Desde cedo, podia levar a pior mas não perdia a piada. Na faculdade de medicina, o professor empunhou um fêmur e perguntou-lhe:

-- Conhece este osso?

Curvando-se cerimoniosamente, o aluno Torelly estendeu a mão, apertando o fêmur:

-- Muito prazer em conhecê-lo!

Antes de autoconsagrado barão, Torelly trabalhou em O Globo e A Manhã, jornal de Mário Rodrigues, pai do futuro dramaturgo Nelson Rodrigues. Saiu de “A Manhã” e fundou o satírico “A Manha”, sem o til porém com muito mais malícia. “Um órgão de ataques... de riso” era seu bordão. Ali, inventou de tudo: um duplo do presidente Washington Luis que “assinava” uma coluna como “Vaz Antão Luis”, apelidos para os ministros Gustavo Capanema (Capa Anêmica) e Góes Monteiro (Gás Morteiro), e foi se autoconcedendo títulos de nobreza, acabando como Sua Majestade Itararé I, o Brando – onde enfiou um cacófato na junção do artigo com o adjetivo.

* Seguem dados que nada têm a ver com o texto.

PR #15508, opened 2025-11-14
feat(python): Support for JSON type

pedroerp:
Summary: Adding support for JSON types through the Python API.

Differential Revision: D87097991


python/test/test_type.py
```diff
@@ -43,6 +44,7 @@ def test_simple_types(self):
         self.assertTrue(isinstance(DOUBLE(), Type))
         self.assertTrue(isinstance(VARCHAR(), Type))
         self.assertTrue(isinstance(VARBINARY(), Type))
+        self.assertTrue(isinstance(JSON(), Type))
```
kgpai, line 47: JsonType extends VarcharType  , so assertTrue(JSON().equivalent(VARCHAR()) should be true I presume, can you assert that ?

pedroerp: @kgpai we don't expose .equivalent() through the Python API (not clear why it would be needed). We only expose an equality operator, so I added a test to ensure it correctly identifies VARCHAR() and JSON() as different types.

Fazendo jus à galhofa, o nome “Itararé” veio de uma batalha que não houve na Revolução de 30. Seguindo o deboche, implantou a União das Repúblicas Socialistas da América do Sul, as URSAS, dirigidas pelo monarca Itararé I.

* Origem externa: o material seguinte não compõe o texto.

PR #15510, opened 2025-11-14
feat: Add map_keys_overlap function to Velox

abhinavmuk04:
Summary:
This diff implements the `map_keys_overlap(map(K,V), array(K)) -> boolean` function for Velox, which returns true if any key in the map matches any element in the given array, and false otherwise.

The function handles various key types through specialized implementations:
- Primitive types (bool, int8, int16, int32, int64, float, double, timestamp, date) use `MapKeysOverlapPrimitiveFunction` with `folly::F14FastSet` for efficient lookups
- Varchar keys use `MapKeysOverlapVarcharFunction` with optimized `StringView` comparisons
- Generic/complex key types use `MapKeysOverlapFunction` with custom equality comparator

Key behaviors:
- Returns false if either the map or array is empty
- Null keys in the array are ignored (not matched)
- Map values can be null (only keys are compared)
- Early returns true on first matching key

The function is excluded from Presto fuzzer tests as it's a Velox-only function not available in Presto.

Differential Revision: D87098829

### DIFF
--- a/velox/functions/prestosql/MapKeysOverlap.h
+++ b/velox/functions/prestosql/MapKeysOverlap.h
@@ -1,0 +1,147 @@
+/*
+ * Copyright (c) Facebook, Inc. and its affiliates.
+ *
+ * Licensed under the Apache License, Version 2.0 (the "License");
+ * you may not use this file except in compliance with the License.
+ * You may obtain a copy of the License at
+ *
+ *     http://www.apache.org/licenses/LICENSE-2.0
+ *
+ * Unless required by applicable law or agreed to in writing, software
+ * distributed under the License is distributed on an "AS IS" BASIS,
+ * WITHOUT WARRANTIES OR CONDITIONS OF ANY KIND, either express or implied.
+ * See the License for the specific language governing permissions and
+ * limitations under the License.
+ */
+#pragma once
+
+#include "velox/expression/ComplexViewTypes.h"
+#include "velox/functions/Udf.h"
+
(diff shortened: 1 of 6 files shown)


velox/functions/prestosql/MapKeysOverlap.h
```diff
@@ -0,0 +1,129 @@
...
+ */
+#pragma once
+
+#include "velox/expression/ComplexViewTypes.h"
+
+namespace facebook::velox::functions {
+
+template <typename TExec, typename Key>
+struct MapKeysOverlapPrimitiveFunction {
+  VELOX_DEFINE_FUNCTION_TYPES(TExec);
```
zacw7, line 25: don't we need `#include "velox/functions/Udf.h"` to be able to use this macro?

velox/functions/prestosql/MapKeysOverlap.h
```diff
@@ -0,0 +1,129 @@
...
+      const arg_type<Array<Generic<T1>>>& keys) {
+    if (inputMap.empty() || keys.empty()) {
+      out = false;
+      return;
+    }
+
+    MapKeysOverlapFunctionEqualComparator comparator;
+
+    for (const auto& entry : inputMap) {
+      for (const auto& key : keys) {
```
zacw7: can we use a set here?

zacw7 (approved):
LG % nit.

zacw7 (approved):
Thanks for adding this!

Comunista, Torelly acabou preso depois da fracassada revolta vermelha de 1935. Durou um ano e seria a mais longa das suas prisões. Em 1947, quando o PC gozou de breve período de legalidade, elegeu-se vereador com o lema “Mais água. Mais leite. Mas menos água no leite!” Porém, em 1948, o partido foi posto na clandestinidade e todos seus 18 vereadores cassados. Torelly lamentou: “Um dia é da caça...os outros da cassação”.

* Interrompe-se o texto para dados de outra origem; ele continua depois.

PR #15511, opened 2025-11-15
feat: S2 presto functions (#15511)

0xandr:
Summary:

S2 Geometry (http://s2geometry.io/) is a library for spherical geometry that decomposes the Earth's surface into a hierarchy of cells. Unlike planar tiling systems (e.g., Bing Tiles), S2 cells have near-uniform area across all latitudes and support 31 levels of hierarchical resolution, making them well-suited for spatial indexing, containment checks, and compact region coverings.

Um episódio do barão nos anos 1930 estabelece um arco com o presente. Por algumas semanas, ele deixou o "A Manhã" e foi pilotar o Jornal do Povo. Lá, começou a publicar em capítulos uma história da Revolta da Chibata, ocorrida duas décadas antes, quando os marujos negros se rebelaram contra a prática dos oficiais de chicoteá-los. Nela, pontificava João Cândido, outro gaúcho, o “Almirante Negro”, que João Bosco e Aldyr Blanc cantariam em “O mestre-sala dos mares”.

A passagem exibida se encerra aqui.